*** Opening of EXTRACTED INFORMATION ***

PR #578, opened 2026-05-03
jsonrpc(fix): set host header to URL hostname instead of resolved IP

### LINKED ISSUE #577: jsonrpc: simple_http sets Host header to resolved IP instead of URL hostname
## Description

The `simple_http` transport in the `jsonrpc` crate constructs the HTTP `Host` header from the resolved socket address (`<IP>:<port>`) instead of the URL's authority component. This violates [RFC 9112 §3.2](https://www.rfc-editor.org/rfc/rfc9112#section-3.2):

  > A client MUST send a Host header field [...] in all HTTP/1.1 request messages. If the target URI includes an authority component, then a client MUST send a field value for Host that is identical to that authority component, excluding any userinfo subcomponent and its "@" delimiter [...].

Impact: any consumer of `Client::simple_http` cannot reach a server that sits behind a host-routed reverse proxy. The proxy receives `Host: <ip>:<port>`, which doesn't match any vhost rule, and serves its default backend (typically a 404).

## Reproduce

```sh
# Terminal 1: tiny listener that prints what it receives
python3 -c '
import socket
s = socket.socket(socket.AF_INET6); s.bind(("::", 8080)); s.listen()
c, _ = s.accept()
print(c.recv(4096).decode(errors="replace"))
c.send(b"HTTP/1.1 200 OK\r\nContent-Length: 0\r\n\r\n")
'
```

```sh
# Terminal 2: minimal client
cargo new --quiet /tmp/host-bug && cd /tmp/host-bug
echo 'jsonrpc = "0.19"' >> Cargo.toml
echo 'fn main() {
    let c = jsonrpc::Client::simple_http("http://localhost:8080/", None, None).unwrap();
    let _ = c.send_request(c.build_request("ping", None));
}' > src/main.rs
cargo run --quiet
```

Terminal 1 prints the actual outgoing request:

```
POST / HTTP/1.1
host: [::1]:8080                          <-- bug: resolved IP, not "localhost:8080"
Content-Type: application/json
Content-Length: 54

{"method":"ping","params":null,"id":1,"jsonrpc":"2.0"}
```

The `host:` value is `[::1]:8080` (the address `localhost` resolved to), but RFC 9110 §7.2 requires it to be `localhost:8080` (the host from the target URI). The bug only manifests when the URL hostname differs from its DNS resolution, exactly the case for any deployment behind a host-routed reverse proxy. (Switch to `http://127.0.0.1:8080/` and the symptom hides because the URL hostname *is* the resolved IP.)

## Expected behavior

The on-the-wire `Host` header should be the URL's authority component verbatim (with userinfo `user:pass@` stripped, IPv6 brackets preserved per RFC 7230 §2.7.1, and explicit/omitted ports following the URL):

```
POST / HTTP/1.1
host: localhost:8080
...
```

## Root cause

`jsonrpc/src/http/simple_http.rs`, three connected lines:

1. **Line 282** — `check_url()` calls `to_socket_addrs()` on the URL's authority and returns only `(SocketAddr, path)`. The hostname string exists transiently and is dropped after resolution.
2. **Lines 40-51** — `SimpleHttpTransport` has no field for the URL hostname; only `addr: SocketAddr` and `path: String`.
3. **Lines 152-153** — the request serializer writes `self.addr.to_string()` (resolved `<IP>:<port>`) to the `host:` header:
   ```rust
   request_bytes.write_all(b"host: ")?;
   request_bytes.write_all(self.addr.to_string().as_bytes())?;
   ```

The struct can't carry the hostname, so the parser has nowhere to put it, and the serializer has nothing but the IP to use.

## Environment

- `jsonrpc 0.19.0` from crates.io (current code on `master` is identical at the affected lines).
- Reproduces on Linux (also on macOS — same `simple_http.rs` codepath).

lorenzolfm:
### Description and Notes

Fixes [rust-bitcoin/corepc#577](https://github.com/rust-bitcoin/corepc/issues/577).

The `simple_http` writes the resolved socket address to the outgoing `Host` HTTP header instead of the URL's authority component, violating [RFC 9112 §3.2](https://www.rfc-editor.org/rfc/rfc9112#section-3.2):

> If the target URI includes an authority component, then a client MUST send a field value for Host that is identical to that authority component, excluding any userinfo subcomponent and its "@" delimiter.

### The fix

The bug: `SimpleHttpTransport` had no field for the URL hostname, so `check_url` couldn't preserve it across DNS resolution, so the request serializer had nothing but the resolved `SocketAddr` to put in the `Host` header. The fix updates all three.

1. **Struct** (`SimpleHttpTransport`, line 40): add a `host_header: String` field. Stores the URL's authority component verbatim `host` or `host:port`.

2. **URL parser** (`check_url`, line 282): now returns `(SocketAddr, host_header, path)` instead of `(SocketAddr, path)`. Captures `after_auth.to_owned()` before calling `to_socket_addrs()`.

3. **Wire serializer** (`try_request`, line 152-153): writes `self.host_header` to the `Host:` header instead of `self.addr.to_string()`.

`set_url` is updated to thread the new tuple. The `Default` impl initializes `host_header` consistently with the default `addr` (`127.0.0.1:DEFAULT_PORT`).

### The tests

Two new tests, plus an existing test extended.

**`request_uses_url_host_in_host_header`**: the regression test.

Binds a `TcpListener` on `localhost:0`, points the client at `http://localhost:<port>/`, captures the outgoing request bytes via `stream.read()`, and asserts the `host:` line of the request equals `localhost:<port>`. Against unfixed code it sees `[::1]:<port>` or `127.0.0.1:<port>` (whichever the system resolves `localhost` to first)

**`check_url_host_header`**: unit test for the parser.

Table over hostname / IP / IPv6-bracketed / userinfo URL forms. Asserts the URL authority is preserved in `host_header` verbatim:

```rust
("http://example.com/",                        "example.com"),
("http://example.com:8080/",                   "example.com:8080"),
("https://example.com/walletname",             "example.com"),
("https://example.com:443/",                   "example.com:443"),
("localhost:22",                               "localhost:22"),
("http://me:weak@localhost:22/wallet",         "localhost:22"),
("http://127.0.0.1:8332/",                     "127.0.0.1:8332"),
("http://[2001:0db8:85a3:...]:8300",           "[2001:0db8:85a3:...]:8300"),
```

The userinfo case (`me:weak@`) verifies credentials are stripped; the IPv6 case verifies brackets round-trip; the no-port and explicit-port cases verify both default-port branches.

**`test_urls`**: existing test, extended.

Already exercised the parser for all valid URLs. Updated to destructure the new 3-tuple and assert that `host_header` round-trips through `Builder::url()` alongside the existing `addr` and `path` checks. Same coverage as before plus the new field.

### DIFF
--- a/jsonrpc/src/http/simple_http.rs
+++ b/jsonrpc/src/http/simple_http.rs
@@ -39,6 +39,7 @@ const DEFAULT_TIMEOUT: Duration = Duration::from_millis(1);
 #[derive(Clone, Debug)]
 pub struct SimpleHttpTransport {
     addr: net::SocketAddr,
+    host_header: String,
     path: String,
     timeout: Duration,
     /// The value of the `Authorization` HTTP header.
@@ -57,6 +58,7 @@ impl Default for SimpleHttpTransport {
                 net::IpAddr::V4(net::Ipv4Addr::new(127, 0, 0, 1)),
                 DEFAULT_PORT,
             ),
+            host_header: format!("127.0.0.1:{}", DEFAULT_PORT),
             path: "/".to_owned(),
             timeout: DEFAULT_TIMEOUT,
             basic_auth: None,
@@ -83,7 +85,8 @@ impl SimpleHttpTransport {
     pub fn set_url(&mut self, url: &str) -> Result<(), Error> {
         let url = check_url(url)?;
         self.addr = url.0;
-        self.path = url.1;
+        self.host_header = url.1;
+        self.path = url.2;
         Ok(())
     }
 
@@ -150,7 +153,7 @@ impl SimpleHttpTransport {
         request_bytes.write_all(b" HTTP/1.1\r\n")?;
         // Write headers
         request_bytes.write_all(b"host: ")?;
-        request_bytes.write_all(self.addr.to_string().as_bytes())?;
+        request_bytes.write_all(self.host_header.as_bytes())?;
         request_bytes.write_all(b"\r\n")?;
         request_bytes.write_all(b"Content-Type: application/json\r\n")?;
         request_bytes.write_all(b"Content-Length: ")?;
@@ -279,7 +282,7 @@ impl SimpleHttpTransport {
 
 /// Does some very basic manual URL parsing because the uri/url crates
 /// all have unicode-normalization as a dependency and that's broken.
-fn check_url(url: &str) -> Result<(SocketAddr, String), Error> {
+fn check_url(url: &str) -> Result<(SocketAddr, String, String), Error> {
     // The fallback port in case no port was provided.
     // This changes when the http or https scheme was provided.
     let mut fallback_port = DEFAULT_PORT;
@@ -319,6 +322,11 @@ fn check_url(url: &str) -> Result<(SocketAddr, String), Error> {
         split.next().unwrap_or(s)
     };
 
+    // The Host header value is the URL's authority verbatim — including an
+    // explicit port if present, omitting it otherwise. Brackets around IPv6
+    // literals are preserved (RFC 7230 §2.7.1).
+    let host_header = after_auth.to_owned();
+
     // (4) Parse into socket address.
     // At this point we either have <host_name> or <host_name_>:<port>
     // `std::net::ToSocketAddrs` requires `&str` to have <host_name_>:<port> format.
@@ -331,7 +339,7 @@ fn check_url(url: &str) -> Result<(SocketAddr, String), Error> {
     };
 
     match addr.next() {
-        Some(a) => Ok((a, path.to_owned())),
+        Some(a) => Ok((a, host_header, path.to_owned())),
         None => Err(Error::url(url, "invalid hostname: error extracting socket address")),
     }
 }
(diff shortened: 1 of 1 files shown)


tcharding:
Appreciate the contribution. Is this LLM generated? The PR description smells a bit like it. Can you state what you wrote and what is bot written please. From your GitHub account it looks like you know what you are doing but I'd just like an idea so I can guide my review.

Thanks and beleza.

lorenzolfm:
The fix and  `check_url_host_header` was written by me. The `request_uses_url_host_in_host_header` and test cases for `check_url_host_header` was LLM generated.

The approach was first adding a test the failed. This is the LLM generated test `request_uses_url_host_in_host_header`. Then I tried to work backwards and see what was missing.

jamillambert (approved):
ACK 622faedb732aeac2492143bb4e8f7ffd874a20f9

This all looks good to me. Thanks for the issue and the fix.

lorenzolfm:
Hey @tcharding living a ping so you dont forget about this
Happy to address anything you think is worthwile as well

:)

luisschwab:
cc @satsfy

jsonrpc/src/http/simple_http.rs
```diff
@@ -279,7 +282,7 @@ impl SimpleHttpTransport {
 
 /// Does some very basic manual URL parsing because the uri/url crates
 /// all have unicode-normalization as a dependency and that's broken.
-fn check_url(url: &str) -> Result<(SocketAddr, String), Error> {
+fn check_url(url: &str) -> Result<(SocketAddr, String, String), Error> {
```
satsfy, line 285: Nit: I think a struct would be cleaner than using a tuple `(SocketAddr, String, String)` for the return value.

Didn't think it was worth holding up the PR for, but it would be a nice fix.

satsfy (approved):
tACK 622faedb732aeac2492143bb4e8f7ffd874a20f9 - Tested by removing fixes and running regression test, and it fails with `127.0.0.1:45439 =/= localhost:45439`, as expected.

Nice catch. Wonder how you found the error, proxies?

lorenzolfm:
> Nice catch. Wonder how you found the error, proxies?

Yeah, installed florestad on my homelab, exposing its rpc endpoint through nginx and try to call it on my computer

*** Close of EXTRACTED INFORMATION ***

WHAT IS EXPECTED :: When a line in the material includes the word "match", copy it out.

SOLUTION TO THIS EXERCISE ::
Impact: any consumer of `Client::simple_http` cannot reach a server that sits behind a host-routed reverse proxy. The proxy receives `Host: <ip>:<port>`, which doesn't match any vhost rule, and serves its default backend (typically a 404).
     match addr.next() {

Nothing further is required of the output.